## WHAT YOU SHOULD DO
Report each line below that carries the word "Yeah".

-------

PR #4061, opened 2025-09-19
Use openebs/kubectl instead of bitnamilegacy/kubectl

niladrih:
This is similar to:
- https://github.com/openebs/mayastor-extensions/commit/b09b15e50244d012538c59bc98919d79a8ae7bb5

This change doesn't require upgrade changes, because upgrade here uses `helm upgrade --reset-then-reuse-values`. The resetting will place the new value above the older one.

### DIFF
--- a/charts/values.yaml
+++ b/charts/values.yaml
@@ -74,7 +74,7 @@ preUpgradeHook:
     # -- The container image registry URL for the hook job
     registry: docker.io
     # -- The container repository for the hook job
-    repo: bitnamilegacy/kubectl
+    repo: openebs/kubectl
     # -- The container image tag for the hook job
     tag: "1.25.15"
     # -- The imagePullPolicy for the container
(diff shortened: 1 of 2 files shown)


charts/values.yaml
```diff
@@ -74,7 +74,7 @@ preUpgradeHook:
     # -- The container image registry URL for the hook job
     registry: docker.io
     # -- The container repository for the hook job
-    repo: bitnamilegacy/kubectl
+    repo: openebs/kubectl
```
tiagolobocastro, line 77: oh I thought I had done this already, must have missed this one!
I think we need same fix on this repo: <https://github.com/openebs/mayastor-extensions/commit/544a3f14041543736adc1fe0948908377e50ed59>
Please make that change and see if it would catch this

tiagolobocastro (approved):

tiagolobocastro:
just testing the bot...
@mergifyio rebase

charts/values.yaml
niladrih: @tiagolobocastro This change is already there in mayastor-extensions.

niladrih: Oh, I got it.. okay..

Abhinandan-Purkait (approved):

charts/values.yaml
niladrih: Done

scripts/helm/images.sh
```diff
@@ -1,6 +1,7 @@
 #!/usr/bin/env bash
 
 set -euo pipefail
+set -x
```
tiagolobocastro: this doesn't need to be merged right?

niladrih: Dammit

niladrih: Fixed. Thanks.

PR #4107, opened 2025-11-18
oep(4111): format mayastor node status metrics doc

IyanekiB:
This OEP proposes shifting Mayastor node-status metrics into the existing metrics-exporter by adding a lightweight REST client that polls `/v0/nodes` and exposes Prometheus gauges for online, cordoned, and draining states. The control-plane stays the source of truth, while the exporter becomes the single place where metrics are published.

**Status:** implementing

**Related implementation:** https://github.com/openebs/mayastor-control-plane/pull/1035

**CC:** @pjgranieri

### DIFF
--- a/designs/replicated-pv/mayastor/mayastor-node-status-metrics-via-metrics-exporter.md
+++ b/designs/replicated-pv/mayastor/mayastor-node-status-metrics-via-metrics-exporter.md
@@ -1,0 +1,122 @@
+---
+oep-number: OEP 4111
+title: mayastor-node-status-metrics-via-metrics-exporter
+authors:
+  - "@IyanekiB"
+  - "@pjgranieri"
+owners:
+  - "@tiagolobocastro"
+  - "@Abhinandan-Purkait"
+  - "@niladrih"
+editor: TBD
+creation-date: 2025-11-18
+last-updated: 2025-11-18
+status: provisional
+replaces:
+superseded-by:
+---
+
+# Mayastor Node Status Metrics via Metrics Exporter
+
+## Table of Contents
+
+* [Summary](#summary)
+* [Motivation](#motivation)
+  * [Goals](#goals)
+  * [Non-Goals](#non-goals)
+* [Proposal](#proposal)
+  * [Implementation Details](#implementation-details)
+  * [Risks and Mitigations](#risks-and-mitigations)
+* [Graduation Criteria](#graduation-criteria)
+* [Implementation History](#implementation-history)
+* [Drawbacks](#drawbacks)
+* [Alternatives](#alternatives)
+* [Infrastructure Needed](#infrastructure-needed)
+* [Testing](#testing)
+
+## Summary
+
+This proposal establishes the metrics-exporter as the single surface for Mayastor node-status metrics by extending it with a lightweight REST client.
+Instead of generating metrics directly in the control-plane REST service, the exporter periodically queries control-plane endpoints, derives node states, and exposes Prometheus-compatible gauges for online, cordoned, and draining states.
+
+## Motivation
+
+Surfacing metrics directly from the REST service risks duplicating business logic, requires additional auth/scrape plumbing, and can produce divergent metric formats.
+Centralizing node state reporting inside the metrics-exporter aligns with how other Mayastor operational metrics are exposed and creates a reusable pattern for REST-backed observations.
+
+This work follows the lessons learned in [PR #1035](https://github.com/openebs/mayastor-control-plane/pull/1035), which introduced node-status metrics at the REST layer.
+Moving this logic into the exporter yields a more maintainable, observable, and testable pipeline.
+
+### Goals
+
+* Add node-status gauges to the existing metrics-exporter binary.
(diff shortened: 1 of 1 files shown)


designs/replicated-pv/mayastor/mayastor-node-status-metrics-via-metrics-exporter.md
```diff
@@ -0,0 +1,121 @@
+---
+oep-number: TBC
+title: mayastor-node-status-metrics-via-metrics-exporter
+authors:
+  - "@IyanekiB"
+  - "@pjgranieri"
+owners:
+  - "@tiagocastroferreira"
```
tiagolobocastro: was this meant to be me? (:

designs/replicated-pv/mayastor/mayastor-node-status-metrics-via-metrics-exporter.md
```diff
@@ -0,0 +1,121 @@
...
+* The exporter remains stateless; no new storage or CRDs are introduced.
+* Architectural flow:
+  1. Control-plane stays the authoritative source of node state.
+  2. Metrics-exporter polls REST, refreshes its cached state, and updates gauges.
+  3. Prometheus scrapes the exporter.
+  4. Grafana dashboards consume the same series without modification.
+
+### Risks and Mitigations
+
+* **REST unavailability:** When the control-plane REST service is unreachable the exporter could emit stale data. Mitigation: surface `mayastor_node_status_scrape_error` counters and keep the last known state with timestamps so operators can alert on scrape gaps.
```
tiagolobocastro, line 89: Adding an error counter makes sense I think;
Though not sure if we should keep the last known state forever, perhaps we could accommodate a few failures, but then we should stop returning the other gauges, wdyt?

tiagolobocastro (approved):
This is great, thank you for raising this

designs/replicated-pv/mayastor/mayastor-node-status-metrics-via-metrics-exporter.md
```diff
@@ -0,0 +1,121 @@
+---
+oep-number: TBC
```
tiagolobocastro: For this please create a github issue here, of type OEP and then `TBC` is just that issue number

niladrih (approved):

designs/replicated-pv/mayastor/mayastor-node-status-metrics-via-metrics-exporter.md
IyanekiB: Yes, that was supposed to be you! I should have the correct handle now

designs/replicated-pv/mayastor/mayastor-node-status-metrics-via-metrics-exporter.md
IyanekiB: Done, the OEP issue is created and the number has been updated in the header

designs/replicated-pv/mayastor/mayastor-node-status-metrics-via-metrics-exporter.md
IyanekiB: Yeah, that makes sense, an error counter plus a small retry window feels reasonable. Once that limit is hit, what’s your preferred behavior? Should we: 

- stop emitting the node-status gauges, 
- clear them, 
- or surface something like `NaN` until the next successful poll?

Abhinandan-Purkait: I think clearing it out makes sense rather than outdated view? Although I am not sure of the best practices in these kind of scenarios.

Abhinandan-Purkait (approved):
LGTM

designs/replicated-pv/mayastor/mayastor-node-status-metrics-via-metrics-exporter.md
tiagolobocastro: I think stopping the emitting of the gauges seems better than return potentially incorrect data; 
but also unsure what the best practices are here?

IyanekiB: That aligns with the approach we were considering. Our plan is to keep node-status gauges active only during a short retry window, and once that limit is exceeded, stop emitting them to avoid serving stale data. We can re-enable the gauges automatically once a successful poll occurs. Open to any alternative patterns if there’s a preferred best practice in the project.

tiagolobocastro: Yeah, this makes sense to me

tiagolobocastro:
Are we good to merge this @IyanekiB ?

IyanekiB:
Yes, we're all set from our side!

tiagolobocastro:
@mergify merge

Abhinandan-Purkait:
@mergify queue

Abhinandan-Purkait:
@mergify requeue

tiagolobocastro:
@mergifyio requeue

-------

## RESULT OF THE TASK
IyanekiB: Yeah, that makes sense, an error counter plus a small retry window feels reasonable. Once that limit is hit, what’s your preferred behavior? Should we: 
tiagolobocastro: Yeah, this makes sense to me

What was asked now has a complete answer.